Paperback / softback
July 8, 2014
9781625340689
English
288
15
9.00 Inches (US)
6.00 Inches (US)
.96 Pounds (US)
$25.95 USD
v2.1 Reference

Citizenship in Cold War America

The National Security State and the Possibilities of Dissent

In the wake of 9/11, many Americans have deplored the dangers to liberty posed by a growing surveillance state. In this book, Andrea Friedman moves beyond the standard security/liberty dichotomy, weaving together often forgotten episodes of early Cold War history to reveal how the obsession with national security enabled dissent and fostered new imaginings of democracy.

The stories told here capture a wide-ranging debate about the workings of the national security state and the meaning of American citizenship.
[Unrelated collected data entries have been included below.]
PR #553, opened 2020-01-04
Fixed Issue #404 & #549

s-mag:
Fixed Issue #404 & #549


sarthak-g:
Your changes doesn't resize at all. See below:
tankdemogig

s-mag:
Oh looks like I forgot the play mode..
Will fix it..

s-mag:
Altered the resize function a little bit and removed the code which was causing errors.

s-mag:
Some errors were coming when I added fullscreen buttons and called resize function.
So I altered the code a little bit.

Some of the participants in this debate—women like war bride Ellen Knauff and Pentagon employee Annie Lee Moss—were able to make their own experiences compelling examples of the threats posed by the national security regime. Others, such as Ruth Reynolds and Lolita Lebrón, who advocated an end to American empire in Puerto Rico, or the psychiatrist Fredric Wertham, who sought to change the very definition of national security, were less successful. Together, however, they exposed the gap between democratic ideals and government policies.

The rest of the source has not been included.